A Bellingham Herald article says Stokes was extremely upset about the tragedy, but Kincaid says some family members questioned if it was really just an accident. Stokes’ diaries indicate Roy was an abusive drunk, once threatening to have her killed. He was also out of work at the time and may have resented his ex-wife’s financial well-being.

“Nobody really knows,” Kincaid says.

Stokes, left, is seen camping at Birch Bay in 1934 with her sister Hallie Kincaid and nephew Robert. Photo courtesy Kristine Kincaid

Another question about Stokes remains unanswered: how she grew estranged from her family, ultimately leading to her generous posthumous donation to WWU.

Most of the Thomasson siblings had no children, including Stokes.
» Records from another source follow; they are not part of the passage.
PR #13582, opened 2025-04-17
[Cloud Security] bump posture package

orouz:
## Proposed commit message

bump posture package major version to indicate a breaking change in Cloudbeat's next version which includes populating the event.outcome field with the same value from result.evaluation

## Related issues

- related https://github.com/elastic/cloudbeat/pull/3179
- closes https://github.com/elastic/security-team/issues/10639

### DIFF
--- a/packages/cloud_security_posture/changelog.yml
+++ b/packages/cloud_security_posture/changelog.yml
@@ -1,6 +1,6 @@
 # newer versions go on top
 # version map:
-# 1.14.x - 8.19.x, 9.1.x
+# 2.0.x - 8.19.x, 9.1.x
 # 1.13.x - 8.18.x, 9.0.x
 # 1.12.x - 8.17.x
 # 1.11.x - 8.16.x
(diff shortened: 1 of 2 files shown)


packages/cloud_security_posture/changelog.yml
```diff
@@ -1,6 +1,6 @@
 # newer versions go on top
 # version map:
-# 1.14.x - 8.19.x, 9.1.x
+# 1.14.0 | 2.0.x - 8.19.x, 9.1.x
```
maxcold, line 3: I don't think we can have two versions like this in parallel in the main branch. If we want to make a major change, we need to bump to 2.0.0, meaning 1.14.0 will never be released. There will only be `1.14.0-previewX` versions relesed. If we want to maintain two versions in parallel, we might need to think about how to achieve it with backport branches https://www.elastic.co/docs/extend/integrations/developer-workflow-support-old-package

orouz: so you're saying this should read: `2.0.x - 8.19.x, 9.1.x` without the `1.14.0` even though there are change log entries referencing `1.14.0-previewX` ? i'm good either way, it's just a comment, didn't want to make the change log ambiguous

maxcold: yeah, the comment is not that important, the important think that we all clear on the fact that there will be no `1.14.0` released after `1.13.0`, only `2.0.0`

oren-zohar (approved):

The siblings that preceded her in death left her nothing, and she in turn left nothing to those who survived her. Kincaid says she doesn’t know why the estrangement occurred or whether it was over her being a madam, but it was never resolved.

Stokes sold the Winter Garden in August 1959, several years after a 1955 fire left it in shambles. Rebuilt under new ownership, it continued into the 1970s until being demolished for construction of the Slater Road overpass above Interstate 5.

Lasting Legacy

Stokes never remarried, but her diaries indicate male companions moved in and out of her life.

Kincaid says one of these men, a younger gigolo, may have talked Stokes into leaving her money to WWU and in return got something out of it. Another theory, LaBree says, is that she left money to help students because she once employed female students — trying to pay their way through school — as working girls.

Regardless, her last wishes were carried out, and today the Stokes Scholarship is one of WWU’s longest-running endowments. Each year it provides needed dollars to deserving students who might otherwise be forced to take loans or drop out altogether. Managed by the Western Foundation, it will continue on indefinitely.

Now the same age her great-aunt was when she died, Kincaid has poured over Stokes’ old pictures and diaries. The last direct links to her long-gone, she wishes she could speak to Stokes again.

“I would love it if I could know her now,” Kincaid says. “I have a feeling there was a whole lot more substance to her than just being a madam.”